Elizabeth Hall, MS, RDN, LDN Food City Registered Dietitian • Aug 22, 2018 at 4:30 PM

Does it seem like it’s always snack time at your house? Snacking is common for adults and kids alike, and can be a healthy bridge to fuel the metabolism between meals. Unplanned grazing, however, can contribute to hunger and satiety issues and eating too many calories overall. Avoid a never-ending snack time, and focus on planned snacks at home and at after-school events with the following tips.

Snacking is a great way to help kids stay focused and energized throughout the school day and extracurricular activities. Plus, it’s another opportunity to eat important food groups that we often lack throughout the day like fruits, vegetables, whole grains and dairy. Eating snacks can help you be more mindful at meals as well by keeping you from getting too hungry, which can lead to eating past fullness.
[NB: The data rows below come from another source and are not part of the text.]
PR #5093, opened 2022-08-03
Update react dnd

TheTrio:
This upgrades [`react-dnd`](https://react-dnd.github.io/react-dnd/) to v16. From this version, the library only supports functional components via hooks. I've rewritten the HOC to use hooks instead.

With this, `vendors.js` goes from `1.35MB` to `1.32MB`


ragesoss:
Are there any differences in behavior?

TheTrio:
None that I've noticed so far.

ragesoss:
Excellent choice to extract the drag hook. This works smoothly; I also don't notice any problems or differences with the timeline drag-and-drop behavior.

PR #5098, opened 2022-08-05
reduce usage of JQuery

TheTrio:
This PR attempts to remove all the instances of JQuery from all routes except for

1. the campaigns route
2. the survey route

JQuery is only downloaded when the user visits these routes.

Also, instead of including `jquery-ui` in the vendors bundle, I've imported it dynamically so that it only gets loaded when its required.

This reduces `vendors.js` from `1.32MB` to `1.27MB`


app/helpers/application_helper.rb
```diff
@@ -24,7 +24,11 @@ def dashboard_stylesheet_tag(filename)
   end
 
   def hot_javascript_tag(filename)
-    javascript_include_tag hot_javascript_path(filename)
+    js_path = hot_javascript_path(filename)
+    if (filename == 'campaigns') || (filename.include? 'survey')
```
ragesoss, line 28: any way to avoid this?

TheTrio: One way would to be to have do this all manually in all the haml files which need JQuery. Or I suppose I could include the JQuery from the JS itself. What do you think?

app/assets/javascripts/components/timeline/block.jsx
```diff
@@ -37,7 +37,7 @@ const Block = createReactClass({
   },
 
   passedUpdateBlock(selectedIds) {
-    const newBlock = $.extend(true, {}, this.props.block);
+    const newBlock = structuredClone(this.props.block);
```
ragesoss, line 40: Do we have polyfills to ensure that this works across browsers? Browser support for this just dates to early 2022, and elsewhere in the codebase we use `Object.assign` for this kind of thing.

app/assets/javascripts/components/wizard/option.jsx
```diff
@@ -16,13 +16,18 @@ const Option = createReactClass({
     selectWizardOption: PropTypes.func.isRequired
   },
 
+  getInitialState() {
+    this.descriptionRef = React.createRef(null);
```
ragesoss, line 20: Is `getInitialState` the best place for this, or should it be in a different lifecycle function?

app/assets/stylesheets/modules/_user_profiles.styl
```diff
@@ -216,3 +216,13 @@
...
+
+html
+	scroll-behavior smooth
+	overflow scroll
+	scroll-padding-top 100px
+
+#userprofile_navbar
+	position sticky
+	top 50px
+	z-index 10
```
ragesoss, line 228: What are these changes for?

app/assets/stylesheets/modules/_wizard.styl
```diff
@@ -193,12 +193,18 @@ wizard-width = 860px
...
         width 100%
+        transition all .2s ease-in-out
+        opacity 0
         &.open
           border-color mischka
+      .wizard__option__description.open
+        height 100%
+        margin-top 18px
+        padding 15px 0 0
+        opacity 1
```
ragesoss, line 206: What are these changes for?

app/helpers/application_helper.rb
ragesoss: I think including the jquery from the campaigns and surveys js files makes the most sense, just in terms of making sure the js files are the places that keep the details about what they require to work properly.

app/assets/javascripts/components/timeline/block.jsx
TheTrio: Yeah `Object.assign` would be simpler but it doesn't clone the object recursively(which the JQuery version does)

`core-js` does have polyfills for [`structuredClone`](https://github.com/zloirock/core-js#structuredclone) so it shouldn't be an issue.

app/assets/javascripts/components/wizard/option.jsx
TheTrio: This should be done in the constructor but because we're not using ES6 classes that doesn't exist. In [the docs](https://reactjs.org/docs/react-without-es6.html#setting-the-initial-state), they used `getInitialState` in place of the constructor so that's what I went with.

ragesoss: Cool.

app/assets/stylesheets/modules/_user_profiles.styl
TheTrio: I've removed [`users_profile.js`](https://github.com/WikiEducationFoundation/WikiEduDashboard/blob/2f6fdea8e9c41698591754eb8c158f27955b63fc/app/assets/javascripts/utils/users_profile.js) and implemented the functionality using CSS instead.

app/assets/javascripts/components/timeline/block.jsx
ragesoss: Hmm... do we even need deep cloning here? I can't think of a reason we would.

app/assets/stylesheets/modules/_wizard.styl
TheTrio: This used to use JQuery's `slideToggle` to implement the closing and opening animation. This doesn't have a direct alternative in JS so I used some css animations instead.

app/assets/stylesheets/modules/_user_profiles.styl
ragesoss: Whoops, I missed that. :+1:

app/assets/javascripts/components/timeline/block.jsx
TheTrio: No idea :shrug: I went with it just to be safe. Should I just use `Object.assign`?

ragesoss: I think so. I'm pretty confident there's no reason why a shallow clone wouldn't be fine here. The `block` object is not that complicated, and here we're ultimately just replacing a block (as identified by its `id` attribute) in the redux state with a version of it that has been modified in an explicit way.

Be a smart snacker by discouraging mindless munching, and instead plan balanced snacks for your kids between meals. A good rule of thumb is to eat something every three to four hours to fuel the metabolism, which translates into about six small meals and snacks per day. Smaller children may need more eating opportunities throughout the day because their portions may be smaller. For adults, typically around 200 calories or less is adequate. Think of snacks as “mini-meals” that are balanced with at least two food groups, especially a lean protein and a high-fiber carbohydrate.

If you are on a budget, which most of us are, you may want to purchase regular-sized containers of snack foods and portion them out yourself. Check the unit price of various containers to compare which is a better deal. Remember store brands are often even cheaper, and they taste just as good! 

Some ideas include a homemade trail mix with nuts, dried fruit, whole-grain pretzels or cereal, fresh fruit with cheese and whole grain crackers, lunch meat and cheese roll-ups, cheese sticks, mini hummus cups and veggies, or even a yogurt parfait with fruit, nuts or granola. 

Just like you plan your meals, plan your snacks in advance, so that they are balanced and readily available when you need them.

Elizabeth Hall, MS, RDN, LDN is a Food City Registered Dietitian.